The real economic challenge

The Press. 27 August 2007

Over the last few weeks, the media have been full of stories about finance companies in trouble, with questions about what the Government is going to do about the situation.  A month or two ago, the exchange rate was all the talk, and again everybody wanted to know what the Government was going to do about it.

Late last month (August), the Government Statistician announced that during the 12 months to July, over 73,000 New Zealanders left this country permanently, and most people simply yawned. Certainly, nobody seemed to be asking what the Government was going to do about it.   

And why did 73,000 New Zealanders leave in a single year – roughly the equivalent of all the people in Ashburton, Timaru, Queenstown, Wanaka, Westport, Greymouth and Hokitika?  Well, of course, people leave for a whole host of reasons but overwhelmingly the most important reason is the desire to get a higher standard of living.

There is more to life than financial wellbeing, and in many areas of life New Zealand is very hard to beat.

But there is no getting over the fact that there are now a number of countries where people can enjoy a higher standard of living than we do in New Zealand.

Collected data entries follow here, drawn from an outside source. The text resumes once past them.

PR #111, opened 2022-08-26
cli: implement mv command

### LINKED ISSUE #97: cli: implement `mv` functionality
```console
$ reana-client mv --help
Usage: reana-client mv [OPTIONS] SOURCE TARGET

  Move files within workspace.

  The ``mv`` command allow to move the files within workspace.

  Examples:

       $ reana-client mv data/input.txt input/input.txt

Options:
```

BrunoRosendo:
closes #97

### DIFF
--- a/cmd/mv.go
+++ b/cmd/mv.go
@@ -1,0 +1,89 @@
+/*
+This file is part of REANA.
+Copyright (C) 2022 CERN.
+
+REANA is free software; you can redistribute it and/or modify it
+under the terms of the MIT License; see LICENSE file for more details.
+*/
+
+package cmd
+
+import (
+	"fmt"
+	"reanahub/reana-client-go/client"
+	"reanahub/reana-client-go/client/operations"
+	"reanahub/reana-client-go/pkg/displayer"
+
+	"github.com/spf13/cobra"
+)
+
+const mvDesc = `
+Move files within workspace.
+
+The ` + "``mv``" + ` command allows to move the files within workspace.
+
+Examples:
+
+	$ reana-client mv data/input.txt input/input.txt
+`
+
+type mvOptions struct {
+	token    string
+	workflow string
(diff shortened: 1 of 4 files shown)


cmd/mv.go
```diff
@@ -0,0 +1,116 @@
...
+	sourceExists := false
+	for _, file := range files.Items {
+		if strings.Contains(file.Name, o.source) {
+			sourceExists = true
+			break
+		}
+	}
+	if !sourceExists {
+		return fmt.Errorf("source file(s) %s does not exist in %s workspace", o.source, o.workflow)
+	}
```
BrunoRosendo, line 91: Should we keep this validation? I feel like we could just use the validation from the server but I wasn't sure so I ported the way it's done in Python

mdonadoni: Yes, I think it is a good idea to remove both of them, as they are already being done server side. However, the server side check that a workflow is not running is not working correctly, so I will open an issue about that.

mdonadoni: Related issue: https://github.com/reanahub/reana-workflow-controller/issues/469

BrunoRosendo: It's done, I had to update the openapi and regenerate the client

mdonadoni (approved):

cmd/mv.go
```diff
@@ -0,0 +1,89 @@
...
+	"reanahub/reana-client-go/client/operations"
+	"reanahub/reana-client-go/pkg/displayer"
+
+	"github.com/spf13/cobra"
+)
+
+const mvDesc = `
+Move files within workspace.
+
+The ` + "``close``" + ` command allows to move the files within workspace.
```
mdonadoni, line 23:
```suggestion
The ` + "``mv``" + ` command allows to move the files within workspace.
```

At the beginning of the seventies, after-tax incomes in Australia, for example, were, on average, closely similar to those in New Zealand.  By 1984, after-tax incomes in Australia were 20% above those in New Zealand.  They were still 20% above those in New Zealand 15 years later in 1999: in other words, the economic reforms of the late eighties and early nineties had enabled New Zealand to roughly keep pace with Australia but hadn’t enabled us to narrow the gap.

But alas today, just eight years later, Australian after-tax incomes are estimated to be about 35% higher than those in New Zealand.  And that means that most New Zealanders, be they tradesmen, doctors, police officers, school teachers, factory workers, or radio announcers, can make a much higher income for themselves and their families by moving to Australia.

It’d be nice to think we could solve the problem by simply voting ourselves higher wages and salaries, but of course we can’t.  The fundamental issue is that growth in production per person employed in New Zealand (productivity growth) is too low, and in recent years has been getting lower.

In the nineties, productivity growth in New Zealand roughly matched that in Australia.  Since 2000, productivity growth has roughly halved, and seems to have been falling further in the last year or two.

That is the real economic challenge facing the country because, unless we raise productivity growth to at least the level in Australia, the gap between living standards here and living standards in Australia will continue to widen.  And recent emigration statistics show us what that means.